PR #3196, opened 2018-04-26
add office column to text-poly-low-zoom layer to avoid SQL errors

nebulon42:
I was getting the following SQL error when running the style:

```
kosmtik_1  | Postgis Plugin: ERROR:  column "office" does not exist
kosmtik_1  | LINE 1: ...ELECT ST_AsBinary("way") AS geom,"feature","name","office","...
kosmtik_1  |                                                              ^
kosmtik_1  | in executeQuery Full sql was: 'SELECT ST_AsBinary("way") AS geom,"feature","name","office","way_pixels" FROM (SELECT
kosmtik_1  |     way,
kosmtik_1  |     way_area/NULLIF(9783.94::real*9783.94::real,0) AS way_pixels,
kosmtik_1  |     COALESCE(
kosmtik_1  |       'landuse_' || CASE WHEN landuse IN ('forest', 'military', 'farmland') THEN landuse ELSE NULL END,
kosmtik_1  |       'natural_' || CASE WHEN "natural" IN ('wood', 'glacier', 'sand', 'scree', 'shingle', 'bare_rock',
kosmtik_1  |                                             'water', 'bay') THEN "natural" ELSE NULL END,
kosmtik_1  |       'place_' || CASE WHEN place IN ('island') THEN place ELSE NULL END,
kosmtik_1  |       'boundary_' || CASE WHEN boundary IN ('national_park') THEN boundary ELSE NULL END,
kosmtik_1  |       'leisure_' || CASE WHEN leisure IN ('nature_reserve') THEN leisure ELSE NULL END
kosmtik_1  |     ) AS feature,
kosmtik_1  |     name,
kosmtik_1  |     CASE WHEN building = 'no' OR building IS NULL THEN 'no' ELSE 'yes' END AS is_building -- always no with the where conditions
kosmtik_1  |   FROM planet_osm_polygon
kosmtik_1  |   WHERE (landuse IN ('forest', 'military', 'farmland')
kosmtik_1  |       OR "natural" IN ('wood', 'glacier', 'sand', 'scree', 'shingle', 'bare_rock', 'water', 'bay')
kosmtik_1  |       OR "place" IN ('island')
kosmtik_1  |       OR boundary IN ('national_park')
kosmtik_1  |       OR leisure IN ('nature_reserve'))
kosmtik_1  |     AND building IS NULL
kosmtik_1  |     AND name IS NOT NULL
kosmtik_1  |   ORDER BY way_area DESC
kosmtik_1  | ) AS text_poly_low_zoom WHERE "way" && ST_SetSRID('BOX3D(-2504688.542848659 -2504688.542848658,7514065.628545969 7514065.62854597)'::box3d, 3857)'
```

I addded a `NULL as office` column to the `text-poly-low-zoom` layer as it is also used in the selector where a `[office != null]`filter is used.

### DIFF
--- a/project.mml
+++ b/project.mml
@@ -1969,6 +1969,7 @@ Layer:
               'leisure_' || CASE WHEN leisure IN ('nature_reserve') THEN leisure ELSE NULL END
             ) AS feature,
             name,
+            NULL as office,
             CASE WHEN building = 'no' OR building IS NULL THEN 'no' ELSE 'yes' END AS is_building -- always no with the where conditions
           FROM planet_osm_polygon
           WHERE (landuse IN ('forest', 'military', 'farmland')


matthijsmelissen:
Just to be clear, does this mean the released version is broken for some zoom levels?

nebulon42:
Honestly I don't know. When I wanted to display the style I got this error. I'm not sure why nobody else has seen it up until now.

andrzej-r:
Does #3194 fix this problem in your setup? In that PR I no longer test for office! = null, as it was causing issues when both office and amenity tags were both set to certain combinations of values.

Can you share a specific scenario (location and zoom) that triggers this issue?

nebulon42:
@andrzej-r No, it wouldn't because the `office = ...` filter is still there and you don't add a `office` column for text-poly-low-zoom. You can trigger the problem if you are on smaller zoom levels. I think I was on z4 when this happened. It does not matter if you have a planet loaded or just a small extract. When Mapnik pulls data for text-poly-low-zoom from PostgeSQL it realizes that the office column is missing.

andrzej-r:
I've tested both the current master version and #3194 with `greater-london-latest.osm.pbf` (the same dataset I used for the development) - they both work fine at all zoom levels in kosmtik. But at z4 this dataset produces only one label ("London").

Anyway, in `amenity-points.mss` the `.text-low-zoom` class is indeed being checked at zoom<10 for `office=` tag values. So this fix is valid and should be applied to current master. Even though I couldn't reproduce the error with my data I can see how the code could fail with larger datasets and break rendering at zoom<10. If this was the case, I'd recommend releasing a 4.10.1 version.

matthijsmelissen:
I cannot reproduce this error message.

@nebulon42 Could this depend on the carto version? We have a rule `[office != null][zoom >= 19]`, could it be that some versions of carto only include the office column in the SQL for the rules for zoom level 19 and higher? I'm using the carto defined in our Docker container.

I don't think it can possible depend on the (size of the) dataset: it fails on the query, which is generated before the data is read.

I can merge this if carto needs it for technical reasons, however strictly speaking I don't think it is necessary.

kocio-pl:
I have tested current master (without this patch) with Poland from z16 down to z0 and nothing was broken. I was using current Kosmtik (from master branch on git repo) which is using Mapnik 3.0.18.

What version of Kosmtik and Mapnik are you using to reproduce this error?

kocio-pl:
The same result with Docker. I have build the images, imported Liechtenstein data and there was no problem with rendering on any zoom level. This was Kosmtik 0.0.16 and Mapnik 3.0.12, if I remember.

andrzej-r:
I think this code is valid and can be merged to make the SQL code more robust against other ways of testing for office= tags. I would have done it myself if I spotted it earlier.

As for if it crashes OSM tile rendering - we should probably ask the user instead. The error can only occur at z<10 and these zoom levels are only rendered once after OSM-Carto has been released so the damage, if happened at all, is somewhat contained.

kocio-pl:
The downside of adding things is more code to maintain and maybe eating more resources, so I want to be sure that it fixes something real.

nebulon42:
I have also used the Docker environment which runs Kosmtik 0.0.16 and thus carto 0.18.x. I have not touched the style before for a while and I freshly pulled the master branch and started it up when I saw the error. As far as the data is concerned I have loaded Austria from Geofabrik. As I was missing a localconfig I think Kosmtik started on z4 (or lower) at 0,0 coordinates.

I don't think that carto has to do something with it as it just takes the query and puts it into the appropriate layers in the Mapnik XML. In the other patches I did I also did not encounter the problem, but I was looking at higher zoom levels there.

From a technical side the explanation is quite straightforward though. The layer selector uses both the high zoom and low zoom text layer and in the filters the office column is used which is present in only one layer query as column. Why we don't hit the error consistently I don't know. Maybe it is a Mapnik bug/feature that has something to do with minzoom/maxzoom for layers.

kocio-pl:
Could you post an XML file, so I could test it?

nebulon42:
Yes, there is no XML file. I don't think we have to make this complicated. I saw an error and fixed it. If you think it is not needed or you don't hit the error, then let's leave it out. I personally would merge it.

kocio-pl:
I would like to investigate, because it's suspicious that it doesn't appear at my setups if that's so obvious problem. Therefore I won't merge it myself, I leave the decision and action to you (I'm not sure what @matthijsmelissen thinks about merging).

matthijsmelissen:
> Yes, there is no XML file. I don't think we have to make this complicated. I saw an error and fixed it. If you think it is not needed or you don't hit the error, then let's leave it out. I personally would merge it.

@nebulon42 I know it's frustrated when discussions are dragged out about such a seemingly simple thing, but I think some further investigation is worth it. First of all, I am really not convinced this is an bug as I explained above. Second of all, I prefer not to apply solutions for errors that I cannot reproduce: because if we apply the solution now, a similar bug might be reintroduced with one of the next pull requests. Third, as others seem unable to reproduce this, I am not fully convinced the error was caused by the master branch, rather than by some change you might have (inadvertently) made.

Can you reproduce the issue yourself?

matthijsmelissen:
@kocio-pl Could you perhaps check what SQL query you get in the XML for the text_poly_low_zoom layer when you run carto directly? Does this query contain 'office' for all zoom levels?

I'm unable to run carto directly at the moment.

kocio-pl:
Here is the resulting file:

https://gist.github.com/kocio-pl/2d8d321ed036be3d41486ece0ab320d4

matthijsmelissen:
Seems I forgot how this all works. The columns that are obtained from the SQL query are inserted by Mapnik, not by carto, and therefore are not defined in this file. Therefore we can rule out an issue in carto.

So now is the question, why does Mapnik behave differently sometimes?

nebulon42:
I'll do some more testing on my side when I have time.

matthijsmelissen:
As nobody else has been able to reproduce this bug, I'm going to close this PR. I'm not saying that the bug doesn't exist, but at this point there's no way for me to confirm it.

If @nebulon42 or anybody else is able to reliably confirm this bug, we can of course reopen this.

What to produce:
Each line of the listing above that includes the word "tags" is to be counted, and only the total reported.

Task output:
2